## TASK OBJECTIVE
Beginning with the line that holds "PR #446, opened 2026-05-04" in the data below, give again every line through the one that holds "--tag beta --dry-run", exactly as written.

## SUPPLIED RECORDS
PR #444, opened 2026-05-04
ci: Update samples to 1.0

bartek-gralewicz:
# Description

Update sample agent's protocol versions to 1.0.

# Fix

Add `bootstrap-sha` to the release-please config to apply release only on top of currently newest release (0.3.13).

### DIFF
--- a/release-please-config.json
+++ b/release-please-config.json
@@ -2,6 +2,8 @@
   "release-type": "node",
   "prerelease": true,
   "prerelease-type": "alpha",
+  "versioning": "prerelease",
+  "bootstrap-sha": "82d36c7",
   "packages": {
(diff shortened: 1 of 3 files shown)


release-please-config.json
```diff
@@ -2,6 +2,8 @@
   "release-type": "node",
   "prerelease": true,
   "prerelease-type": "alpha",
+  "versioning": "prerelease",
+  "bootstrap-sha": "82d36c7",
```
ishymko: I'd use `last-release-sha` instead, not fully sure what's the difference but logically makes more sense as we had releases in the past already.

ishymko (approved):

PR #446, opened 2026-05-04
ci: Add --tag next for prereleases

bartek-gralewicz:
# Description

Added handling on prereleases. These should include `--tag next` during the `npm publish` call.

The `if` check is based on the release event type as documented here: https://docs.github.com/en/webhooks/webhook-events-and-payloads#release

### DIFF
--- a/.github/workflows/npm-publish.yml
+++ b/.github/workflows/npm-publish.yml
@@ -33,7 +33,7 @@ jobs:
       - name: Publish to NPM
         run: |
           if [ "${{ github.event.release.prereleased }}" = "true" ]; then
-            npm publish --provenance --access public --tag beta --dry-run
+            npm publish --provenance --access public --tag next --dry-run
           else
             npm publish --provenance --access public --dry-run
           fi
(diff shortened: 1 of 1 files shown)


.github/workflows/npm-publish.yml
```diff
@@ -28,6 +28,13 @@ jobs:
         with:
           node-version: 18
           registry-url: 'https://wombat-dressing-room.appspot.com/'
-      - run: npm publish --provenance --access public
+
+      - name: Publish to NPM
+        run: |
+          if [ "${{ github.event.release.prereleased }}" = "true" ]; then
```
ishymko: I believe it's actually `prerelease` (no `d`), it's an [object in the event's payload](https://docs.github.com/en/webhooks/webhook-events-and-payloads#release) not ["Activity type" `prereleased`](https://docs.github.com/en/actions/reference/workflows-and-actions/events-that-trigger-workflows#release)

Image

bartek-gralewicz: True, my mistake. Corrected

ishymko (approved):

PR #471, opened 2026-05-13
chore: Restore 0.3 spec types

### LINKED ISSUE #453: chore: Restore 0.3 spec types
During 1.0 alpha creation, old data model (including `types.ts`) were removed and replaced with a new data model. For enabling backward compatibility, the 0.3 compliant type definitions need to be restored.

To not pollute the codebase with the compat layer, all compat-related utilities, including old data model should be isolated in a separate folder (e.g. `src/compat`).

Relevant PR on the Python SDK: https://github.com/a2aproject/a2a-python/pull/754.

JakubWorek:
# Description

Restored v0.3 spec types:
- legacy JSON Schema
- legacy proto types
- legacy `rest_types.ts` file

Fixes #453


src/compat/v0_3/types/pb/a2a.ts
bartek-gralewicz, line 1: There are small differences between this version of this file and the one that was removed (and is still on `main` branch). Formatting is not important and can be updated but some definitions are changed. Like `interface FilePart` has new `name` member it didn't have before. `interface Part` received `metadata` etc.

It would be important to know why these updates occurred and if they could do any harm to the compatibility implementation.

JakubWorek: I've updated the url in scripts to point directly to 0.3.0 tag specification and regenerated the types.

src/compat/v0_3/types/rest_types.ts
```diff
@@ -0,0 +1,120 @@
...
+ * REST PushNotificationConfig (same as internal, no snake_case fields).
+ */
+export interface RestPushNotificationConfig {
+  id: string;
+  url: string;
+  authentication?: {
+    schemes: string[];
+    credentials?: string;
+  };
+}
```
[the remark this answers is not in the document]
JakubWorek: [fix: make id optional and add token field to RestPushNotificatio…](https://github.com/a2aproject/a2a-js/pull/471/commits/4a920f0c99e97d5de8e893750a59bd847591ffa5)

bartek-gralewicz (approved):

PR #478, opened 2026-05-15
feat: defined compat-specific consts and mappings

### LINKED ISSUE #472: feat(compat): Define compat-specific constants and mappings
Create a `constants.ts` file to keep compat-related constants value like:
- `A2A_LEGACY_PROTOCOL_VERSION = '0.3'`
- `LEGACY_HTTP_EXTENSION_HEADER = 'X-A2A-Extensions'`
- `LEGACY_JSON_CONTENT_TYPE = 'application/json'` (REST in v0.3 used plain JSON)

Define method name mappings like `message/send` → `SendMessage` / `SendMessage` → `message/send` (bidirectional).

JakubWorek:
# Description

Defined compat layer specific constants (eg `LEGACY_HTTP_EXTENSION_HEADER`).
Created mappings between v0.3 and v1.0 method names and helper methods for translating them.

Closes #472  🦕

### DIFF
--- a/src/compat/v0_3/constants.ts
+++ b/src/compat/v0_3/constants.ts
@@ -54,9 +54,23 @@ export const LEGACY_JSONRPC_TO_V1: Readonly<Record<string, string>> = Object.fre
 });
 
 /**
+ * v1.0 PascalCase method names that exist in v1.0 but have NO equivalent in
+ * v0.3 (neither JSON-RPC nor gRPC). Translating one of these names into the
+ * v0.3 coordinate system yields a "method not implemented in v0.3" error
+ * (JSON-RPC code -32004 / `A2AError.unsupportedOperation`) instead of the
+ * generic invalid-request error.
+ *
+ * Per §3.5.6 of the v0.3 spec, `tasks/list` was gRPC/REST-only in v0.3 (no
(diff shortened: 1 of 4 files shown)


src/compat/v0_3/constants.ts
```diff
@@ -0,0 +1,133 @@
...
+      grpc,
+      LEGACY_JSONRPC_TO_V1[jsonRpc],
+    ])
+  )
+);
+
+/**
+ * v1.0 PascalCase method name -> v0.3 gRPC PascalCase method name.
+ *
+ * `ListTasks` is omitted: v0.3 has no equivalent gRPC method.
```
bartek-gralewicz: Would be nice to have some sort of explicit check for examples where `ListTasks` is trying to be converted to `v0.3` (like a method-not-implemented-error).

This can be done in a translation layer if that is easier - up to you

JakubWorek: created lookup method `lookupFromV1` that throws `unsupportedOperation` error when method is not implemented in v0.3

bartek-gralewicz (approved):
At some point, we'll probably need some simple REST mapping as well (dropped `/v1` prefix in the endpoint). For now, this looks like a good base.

## SOLUTION FOR THIS PROBLEM
PR #446, opened 2026-05-04
ci: Add --tag next for prereleases

bartek-gralewicz:
# Description

Added handling on prereleases. These should include `--tag next` during the `npm publish` call.

The `if` check is based on the release event type as documented here: https://docs.github.com/en/webhooks/webhook-events-and-payloads#release

### DIFF
--- a/.github/workflows/npm-publish.yml
+++ b/.github/workflows/npm-publish.yml
@@ -33,7 +33,7 @@ jobs:
       - name: Publish to NPM
         run: |
           if [ "${{ github.event.release.prereleased }}" = "true" ]; then
-            npm publish --provenance --access public --tag beta --dry-run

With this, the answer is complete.